_How to complete this task_: Report every line of the data where the string "Refactor" appears.

_Information shown_:

*** Block opens ***

PR #765, opened 2023-01-11
8299911: Refactor struct handling in AArch64 CallArranger

JornVernee:
Refactor struct handling in AArch64 CallArranger.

*** Block closes ***

_Task result_:
8299911: Refactor struct handling in AArch64 CallArranger
Refactor struct handling in AArch64 CallArranger.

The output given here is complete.